PR #729, opened 2015-11-05
Fix to do TCP port number randomization at boot.

jmattsson:
This addresses the issue where a server would otherwise reject a valid
connection attempt from a rebooted node, due to the server thinking that
packet belonged to a recently closed session. By starting off the local
TCP port numbers at random* points each boot the risk of port reuse
across a reboot is significantly reduced.

*) As random as can be had via the lower 12 bits of the ccounter.

I had hoped Espressif would fix this in the SDK and open-source LWIP, but I haven't managed to convince them to do so, so I guess NodeMCU will be the only firmware with this issue fixed...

=-=-=

**Requirement:** All lines in the listing above should be written out again exactly.

**Written reply:**
PR #729, opened 2015-11-05
Fix to do TCP port number randomization at boot.

jmattsson:
This addresses the issue where a server would otherwise reject a valid
connection attempt from a rebooted node, due to the server thinking that
packet belonged to a recently closed session. By starting off the local
TCP port numbers at random* points each boot the risk of port reuse
across a reboot is significantly reduced.

*) As random as can be had via the lower 12 bits of the ccounter.

I had hoped Espressif would fix this in the SDK and open-source LWIP, but I haven't managed to convince them to do so, so I guess NodeMCU will be the only firmware with this issue fixed...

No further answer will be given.